A Maze of Twisty Little Cubicles

Advent of Code 2016 Day 13

Part 1

1. Yeesh! Shortest path again?
2. Feels like Day 24, but with a much smaller area
3. A reminder before rendering the area
4. Rendering the area
5. Finding the shortest path

Yeesh! Shortest path again?!

• Day 24, which I couldn't find manually or algorithmically
• Day 22, which I solved manually after getting a big hint from reddit
• Day 17, which I solved and built a simulator for
• Day 11, which I attempted ahead of today - first, actually - since it was referenced by later Days
• And now Day 13

I'm 2/4. I'd love to be 3/5!

Feels like Day 24, but with a much smaller area

• Good news is there are no checkpoints
• Better news is I'm confident I can at least render the area, so that I can attempt to traverse it visually
• Bad news is I feel confident there will be several paths to the destination coordinate, and I'll likely need to identify them all manually
• Worse news is I'm almost certain I won't be writing a programmatic algorithm for this puzzle

A reminder before rendering the area

The example is surprisingly not deceitful:

  0123456789
0 .#.####.##
1 .O#..#...#
2 #OOO.##...
3 ###O#.###.
4 .##OO#OO#.
5 ..##OOO.#.
6 #...##.###

• It renders slightly more area than is needed
• Because the shortest path from (1,1) to (7,4) visits coordinates below 4
• In fact, I may need to render much more of the area beyond my destination coordinate in order to traverse the shortest path

Rendering the area

For destination (x,y)

Create an array y * 2 in length (to be safe)
  Each element is an array x * 2 in length (to be safe)
    Each value is either an open space or a wall depending on the results of evaluating the formula outlined in the instructions

This is my concise, eloquent JavaScript algorithm:

// using destination [x,y]
let office = new Array(y * 2)
  .fill(null)
  .map(
    (el, y) => new Array(x * 2)
      .fill(null)
      .map(
        (el, x) => [
          ...((x*x + 3*x + 2*x*y + y + y*y) + input)
            .toString(2)
            .matchAll(/1/g)
        ].length % 2 == 0 ? '.' : '#'
      )
  )
office[y][x] = "X"
console.log(office.map(row => row.join('')).join('\n'))

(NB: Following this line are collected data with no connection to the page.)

Issue #721, opened 2025-02-12
generate-docc-reference: use term lists for arguments


rauhul:
term lists in docc provide a better UX for argument names

PR #753, opened 2025-04-03
[GenerateDocCReference] Improve filtering and categorization of arguments in documentation with sectionTitle

Chamepp:
### Summary
The recent modifications improve the readability and structure of documents generated using the **GenerateDocC** plugin. This update addresses https://github.com/apple/swift-argument-parser/issues/722 by enhancing how arguments are categorized within sections using the sectionTitle property. 

Now, arguments—including required arguments, optionals, and flags—are grouped under their respective **sectionTitles** based on their type. Since **sectionTitle** is an optional value, some arguments may not have one explicitly provided. To handle this, we introduced logic that assigns a default section when no custom **sectionTitle** is specified. These default sections are:  

- **Arguments** – for required arguments  
- **Options** – for optional values  
- **Flags** – for boolean flags  

Each argument is placed under its corresponding section based on its type. This ensures a well-structured and organized documentation format while allowing users to define their own custom **sectionTitles** when needed.

### Changes

- Listing arguments under custom sectionTitles
  - If a custom sectionTitle is provided, arguments are correctly grouped under it.
- Default section titles for missing values
  - When no custom sectionTitle is given, arguments are automatically grouped based on their type:
      - Positional arguments → "Arguments"
      - Options → "Options"
      - Flags → "Flags"

- Better argument categorization and organization
   - Arguments are now properly grouped and listed under designated sections.
   - Ensures all arguments appear under an appropriate category, whether a custom or default sectionTitle is provided.

- Fixed missing dash in argument output
   - The previous method incorrectly displayed arguments like -option instead of --option.
   - Now, options are displayed correctly with a double dash (--option) by wrapping the argument in (‘’)

- Updated unit tests and snapshot recordings

   - Re-ran and updated snapshot tests for:
      - Documentation snapshots
      - Dump help snapshots

   - Since section titles now have default values, output consistency has been verified.

- Subcommands now have their own category
   - Ensured subcommands are listed under a dedicated section to maintain consistency across all argument categories.

(Closes https://github.com/apple/swift-argument-parser/issues/722)"

### Checklist

### DIFF
--- a/Sources/ArgumentParserToolInfo/ToolInfo.swift
+++ b/Sources/ArgumentParserToolInfo/ToolInfo.swift
@@ -218,7 +218,23 @@ public struct ArgumentInfoV0: Codable, Hashable {
     self.kind = kind
 
     self.shouldDisplay = shouldDisplay
-    self.sectionTitle = sectionTitle
+
+    // The section title helps categorize arguments
+    // for better organization in documentation.
+
+    // The switch statement checks the kind of argument
+    // and assigns a default section title related to the argument type
+    // if the provided one is nil.
+    switch kind {
+    case .positional:
+      self.sectionTitle = sectionTitle ?? "Arguments"
+
+    case .option:
+      self.sectionTitle = sectionTitle ?? "Optionals"
+
+    case .flag:
+      self.sectionTitle = sectionTitle ?? "Flags"
+    }
 
     self.isOptional = isOptional
     self.isRepeating = isRepeating
--- a/Tests/ArgumentParserGenerateDoccReferenceTests/Snapshots/testRollDoccReference().md
+++ b/Tests/ArgumentParserGenerateDoccReferenceTests/Snapshots/testRollDoccReference().md
@@ -6,32 +6,38 @@
 roll [--times=<n>] [--sides=<m>] [--seed=<seed>] [--verbose] [--help]
 ```
 
-**--times=\<n\>:**
+## Flags
+
+**`--verbose`**
+
+*Show all roll results.*
+
+
+**`--help`**
+
+*Show help information.*
+
+
+## Optionals
+
+**`--times=\<n\>`**
 
 *Rolls the dice <n> times.*
 
 
-**--sides=\<m\>:**
+**`--sides=\<m\>`**
 
 *Rolls an <m>-sided dice.*
 
 Use this option to override the default value of a six-sided die.
 
 
-**--seed=\<seed\>:**
+**`--seed=\<seed\>`**
 
 *A seed to use for repeatable random generation.*
 
 
-**--verbose:**
-
-*Show all roll results.*
-
-
-**--help:**
-
-*Show help information.*
-
+## Subcommands
 
 ## roll.help
 
@@ -41,9 +47,6 @@ Show subcommand help information.
 roll help [<subcommands>...] 
 ```
 
-**subcommands:**
+## Arguments
 
-
-
-
-
+**`subcommands`**
--- a/Tools/generate-docc-reference/Extensions/ArgumentParser+Markdown.swift
+++ b/Tools/generate-docc-reference/Extensions/ArgumentParser+Markdown.swift
@@ -59,25 +59,70 @@ extension CommandInfoV0 {
     }
 
     if let args = self.arguments {
-      for arg in args {
-        guard arg.shouldDisplay else {
-          continue
+      // Group arguments by sectionTitle
+      // This is done to organize the arguments into categories (e.g., optionals, flags)
+      let groupedArgs = Dictionary(
+        grouping: args.filter {
+          $0.shouldDisplay
         }
+      ) { $0.sectionTitle ?? "General" }
 
-        result += "**\(arg.identity()):**\n\n"
-        if let abstract = arg.abstract {
-          result += "*\(abstract)*\n\n"
+      // Iterate through the grouped arguments, sorted by section title
+      // Sorting ensures that the sections appear in a clear, predictable order in the final documentation.
+      // The sections are listed alphabetically based on their title, enhancing readability.
+      for (section, arguments) in groupedArgs.sorted(by: { $0.key < $1.key }) {
+        // Add section title as a Markdown header to the result
+        // Adding section titles as Markdown headers helps separate sections in the documentation,
+        // making it easier for users to navigate and understand the structure of the arguments.
+        result += "## \(section)\n\n"
+
+        // Iterate through each argument in the section
+        // Iterating through each argument allows us to add details for each argument under its respective section.
+        for arg in arguments {
+          // Add the argument identity in bold Markdown format
+          // The argument identity is emphasized in bold to make it stand out in the documentation.
+          result += "**`\(arg.identity())`**\n\n"
+
+          // If the argument has an abstract, add it in italic Markdown format
+          // Including the abstract provides a brief description of the argument's purpose.
+          // The italic formatting helps to distinguish the abstract from other parts of the documentation.
+          if let abstract = arg.abstract {
+            result += "*\(abstract)*\n\n"
+          }
+
+          // If the argument has a discussion, add it directly
+          // If a discussion is available, it is added to provide further explanation on how the argument works.
+          // This additional context is helpful for users to understand the full usage of the argument.
+          if let discussion = arg.discussion {
+            result += discussion + "\n\n"
+          }
+
+          // Add an empty line for separation between arguments
+          // The empty line improves the visual structure of the documentation,
+          // making it easier to read and separating each argument for clarity.
+          result += "\n"
         }
-        if let discussion = arg.discussion {
-          result += discussion + "\n\n"
-        }
-        result += "\n"
       }
     }
 
-    for subcommand in self.subcommands ?? [] {
-      result += subcommand.toMarkdown(path + [self.commandName]) + "\n\n"
+    if let subcommands = self.subcommands, !subcommands.isEmpty {
+      // Add a separate section for subcommands.
+      // Subcommands are treated differently from regular arguments, so they deserve their own section in the documentation.
+      // This helps to visually distinguish subcommands from regular arguments, enhancing readability.
+      result += "## Subcommands\n\n"
+
+      // Iterate through each subcommand and convert it to Markdown format
+      // Each subcommand is processed and added to the documentation under the "Subcommands" section.
+      // This ensures that users can easily identify and understand the subcommands available for the command.
+      for subcommand in subcommands {
+        result += subcommand.toMarkdown(path + [self.commandName])
+      }
     }
+
+    // Trim any unnecessary trailing newline that could have been added inadvertently
+    // By trimming, we prevent extra lines at the end of the generated document
+    // which is important for snapshot comparison.
+    result = result.trimmingCharacters(in: .newlines)
 
     return result
   }
--- a/Tests/ArgumentParserGenerateDoccReferenceTests/Snapshots/testColorDoccReference().md
+++ b/Tests/ArgumentParserGenerateDoccReferenceTests/Snapshots/testColorDoccReference().md
@@ -6,22 +6,28 @@
 color --fav=<fav> [--second=<second>] [--help]
 ```
 
-**--fav=\<fav\>:**
+## Flags
+
+**`--help`**
+
+*Show help information.*
+
+
+## Optionals
+
+**`--fav=\<fav\>`**
 
 *Your favorite color.*
 
 
-**--second=\<second\>:**
+**`--second=\<second\>`**
 
 *Your second favorite color.*
 
 This is optional.
 
 
-**--help:**
-
-*Show help information.*
-
+## Subcommands
 
 ## color.help
 
@@ -31,9 +37,6 @@ Show subcommand help information.
 color help [<subcommands>...] 
 ```
 
-**subcommands:**
+## Arguments
 
-
-
-
-
+**`subcommands`**
--- a/Tests/ArgumentParserGenerateDoccReferenceTests/Snapshots/testCountLinesDoccReference().md
+++ b/Tests/ArgumentParserGenerateDoccReferenceTests/Snapshots/testCountLinesDoccReference().md
@@ -6,25 +6,33 @@
 count-lines [<input-file>] [--prefix=<prefix>] [--verbose] [--help]
 ```
 
-**input-file:**
+## Arguments
+
+**`input-file`**
 
 *A file to count lines in. If omitted, counts the lines of stdin.*
 
 
-**--prefix=\<prefix\>:**
+## Flags
 
-*Only count lines with this prefix.*
-
-
-**--verbose:**
+**`--verbose`**
 
 *Include extra information in the output.*
 
 
-**--help:**
+**`--help`**
 
 *Show help information.*
 
+
+## Optionals
+
+**`--prefix=\<prefix\>`**
+
+*Only count lines with this prefix.*
+
+
+## Subcommands
 
 ## count-lines.help
 
@@ -34,9 +42,6 @@ Show subcommand help information.
 count-lines help [<subcommands>...] 
 ```
 
-**subcommands:**
+## Arguments
 
-
-
-
-
+**`subcommands`**
--- a/Tests/ArgumentParserGenerateDoccReferenceTests/Snapshots/testMathDoccReference().md
+++ b/Tests/ArgumentParserGenerateDoccReferenceTests/Snapshots/testMathDoccReference().md
@@ -8,15 +8,19 @@ A utility for performing maths.
 math [--version] [--help]
 ```
 
-**--version:**
+## Flags
+
+**`--version`**
 
 *Show the version.*
 
 
-**--help:**
+**`--help`**
 
 *Show help information.*
 
+
+## Subcommands
 
 ## math.add
 
@@ -26,29 +30,28 @@ Print the sum of the values.
 math add [--hex-output] [<values>...] [--version] [--help]
 ```
 
-**--hex-output:**
+## Arguments
 
-*Use hexadecimal notation for the result.*
-
-
-**values:**
+**`values`**
 
 *A group of integers to operate on.*
 
 
-**--version:**
+## Flags
+
+**`--hex-output`**
+
+*Use hexadecimal notation for the result.*
+
+
+**`--version`**
 
 *Show the version.*
 
 
-**--help:**
+**`--help`**
 
-*Show help information.*
-
-
-
-
-## math.multiply
+*Show help information.*## math.multiply
 
 Print the product of the values.
 
@@ -56,29 +59,28 @@ Print the product of the values.
 math multiply [--hex-output] [<values>...] [--version] [--help]
 ```
 
-**--hex-output:**
+## Arguments
 
-*Use hexadecimal notation for the result.*
-
-
-**values:**
+**`values`**
 
 *A group of integers to operate on.*
 
 
-**--version:**
+## Flags
+
+**`--hex-output`**
+
+*Use hexadecimal notation for the result.*
+
+
+**`--version`**
 
 *Show the version.*
 
 
-**--help:**
+**`--help`**
 
-*Show help information.*
-
-
-
-
-## math.stats
+*Show help information.*## math.stats
 
 Calculate descriptive statistics.
 
@@ -86,15 +88,19 @@ Calculate descriptive statistics.
 math stats [--version] [--help]
 ```
 
-**--version:**
+## Flags
+
+**`--version`**
 
 *Show the version.*
 
 
-**--help:**
+**`--help`**
 
 *Show help information.*
 
+
+## Subcommands
 
 ### math.stats.average
 
@@ -104,29 +110,30 @@ Print the average of the values.
 math stats average [--kind=<kind>] [<values>...] [--version] [--help]
 ```
 
-**--kind=\<kind\>:**
+## Arguments
 
-*The kind of average to provide.*
-
-
-**values:**
+**`values`**
 
 *A group of floating-point values to operate on.*
 
 
-**--version:**
+## Flags
+
+**`--version`**
 
 *Show the version.*
 
 
-**--help:**
+**`--help`**
 
 *Show help information.*
 
 
+## Optionals
 
+**`--kind=\<kind\>`**
 
-### math.stats.stdev
+*The kind of average to provide.*### math.stats.stdev
 
 Print the standard deviation of the values.
 
@@ -134,24 +141,23 @@ Print the standard deviation of the values.
 math stats stdev [<values>...] [--version] [--help]
 ```
 
-**values:**
+## Arguments
+
+**`values`**
 
 *A group of floating-point values to operate on.*
 
 
-**--version:**
+## Flags
+
+**`--version`**
 
 *Show the version.*
 
 
-**--help:**
+**`--help`**
 
-*Show help information.*
-
-
-
-
-### math.stats.quantiles
+*Show help information.*### math.stats.quantiles
 
 Print the quantiles of the values (TBD).
 
@@ -159,44 +165,43 @@ Print the quantiles of the values (TBD).
 math stats quantiles [<one-of-four>] [<custom-arg>] [<values>...]     [--file=<file>] [--directory=<directory>] [--shell=<shell>] [--custom=<custom>] [--version] [--help]
 ```
 
-**one-of-four:**
+## Arguments
+
+**`one-of-four`**
 
 
-**custom-arg:**
+**`custom-arg`**
 
 
-**values:**
+**`values`**
 
 *A group of floating-point values to operate on.*
 
 
-**--file=\<file\>:**
+## Flags
 
-
-**--directory=\<directory\>:**
-
-
-**--shell=\<shell\>:**
-
-
-**--custom=\<custom\>:**
-
-
-**--version:**
+**`--version`**
 
 *Show the version.*
 
 
-**--help:**
+**`--help`**
 
 *Show help information.*
 
 
+## Optionals
+
+**`--file=\<file\>`**
 
 
+**`--directory=\<directory\>`**
 
 
-## math.help
+**`--shell=\<shell\>`**
+
+
+**`--custom=\<custom\>`**## math.help
 
 Show subcommand help information.
 
@@ -204,9 +209,6 @@ Show subcommand help information.
 math help [<subcommands>...] 
 ```
 
-**subcommands:**
+## Arguments
 
-
-
-
-
+**`subcommands`**
--- a/Tests/ArgumentParserGenerateDoccReferenceTests/Snapshots/testRepeatDoccReference().md
+++ b/Tests/ArgumentParserGenerateDoccReferenceTests/Snapshots/testRepeatDoccReference().md
@@ -6,25 +6,33 @@
 repeat [--count=<count>] [--include-counter] <phrase> [--help]
 ```
 
-**--count=\<count\>:**
+## Arguments
 
-*The number of times to repeat 'phrase'.*
-
-
-**--include-counter:**
-
-*Include a counter with each repetition.*
-
-
-**phrase:**
+**`phrase`**
 
 *The phrase to repeat.*
 
 
-**--help:**
+## Flags
+
+**`--include-counter`**
+
+*Include a counter with each repetition.*
+
+
+**`--help`**
 
 *Show help information.*
 
+
+## Optionals
+
+**`--count=\<count\>`**
+
+*The number of times to repeat 'phrase'.*
+
+
+## Subcommands
 
 ## repeat.help
 
@@ -34,9 +42,6 @@ Show subcommand help information.
 repeat help [<subcommands>...] 
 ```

• This was my first use of matchAll() and a regular expression to generate a count of a particular character in a string
• I can't believe I never thought to do this
• I usually split the string into an array, filter that array to one including only instances of the target character, then getting the length of that filtered array
• Wow, seems so much more complicated than this new method!

With the destination marked as an X in the middle, I rendered this area:

Finding the shortest path

It is the only path, really:

Part 2

1. This seems familiar...
2. Presenting: another elaborate GIF

This seems familiar...

How many locations (distinct x,y coordinates, including your starting location) can you reach in at most 50 steps?

Where have I seen this before?

Oh, yeah!

2019 Day 15: Oxygen System - Part 2

The task there was phrased as:

How many minutes will it take to fill the area with oxygen?

I solved it by hand-animating this 300+ frame GIF:

Thankfully, I'll only have to make a 50-frame GIF this time.

I'll use the alphabet again to track each step.

To track 50 steps, I'll use A-Z (26), then A-X (24).

This should be fun...?

Presenting: another elaborate GIF

Is it the correct answer?

• Yes! Woohoo!

I did it!!

• I solved both parts!
• Using visual methods, instead of programmatic algorithms!
• I made another elaborate GIF akin to the one I made in 2019!
• I'm 3/5 on shortest path puzzles this year!